A Michigan program that gives cash payments to pregnant people and mothers of newborn children could be expanding with the help of the state Legislature.
A bill to increase state support for the program, called Rx Kids, is scheduled to receive a hearing before the state Senate Housing and Human Services Committee at noon on Tuesday.
Dr. Mona Hanna is the program’s director and the associate dean of public health at Michigan State University's College of Human Medicine. She said families that Rx Kids has helped have used that money to get necessary health care.
“A massive improvement in prenatal care utilization, meaning families are going to prenatal care earlier, they’re going more often. And because of that, we’re actually seeing improvements in even birth outcomes, improvements in things like birth weight, and a decrease in prematurity and less NICU admissions,” Hanna said.
Rx Kids currently serves families in low-income areas like Flint, Clare County, and the Eastern Upper Peninsula. They get $1,500 during pregnancy and $500 a month during the baby's first months of life, with no strings attached, and no income cap.
Hanna said it runs efficiently with relatively low administrative costs.
“We have built a plug-and-play program. When we launched Rx Kids in Flint in January 2024, we were just figuring out how to do it. It was never going to be just about Flint, it was about building a model that we could quickly scale and replicate, and that’s exactly what we have done,” Hanna said.

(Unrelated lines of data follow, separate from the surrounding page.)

PR #786, opened 2022-05-30
🐊 Disable fetching data while window inactive

mj426382:


packages/core/src/providers/window/provider.tsx
```diff
@@ -0,0 +1,26 @@
...
+  children: ReactNode
+}
+
+/**
+ * @internal Intended for internal use - use it on your own risk
+ */
+export function WindowProvider({ children }: Props) {
+  const [isActiveWindow, setActiveWindow] = useState(true)
+
+  document.addEventListener('visibilitychange', () => {
```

Funding for the program comes from a mix of public and private dollars.
In Michigan, Rx Kids has seen support from across the political spectrum, including from supporters of free market policies.
But a recent study from the National Bureau of Economic Research raised at least some doubts about the effectiveness of direct cash payments. The COVID-19 pandemic, however, may have skewed those results.
Hanna mentioned that and other confounding factors, like cash payments not keeping up with inflation, and other direct payments given to Americans as part of COVID-19 stimulus checks. She defended the effectiveness of cash payments, noting many other countries already provide money to parents.
“That massive global evidence shows significant impacts when it comes to family financial stability, health impacts, child development, and the list goes on. And the evidence is strongest when you give families with the youngest children cash,” Hanna said.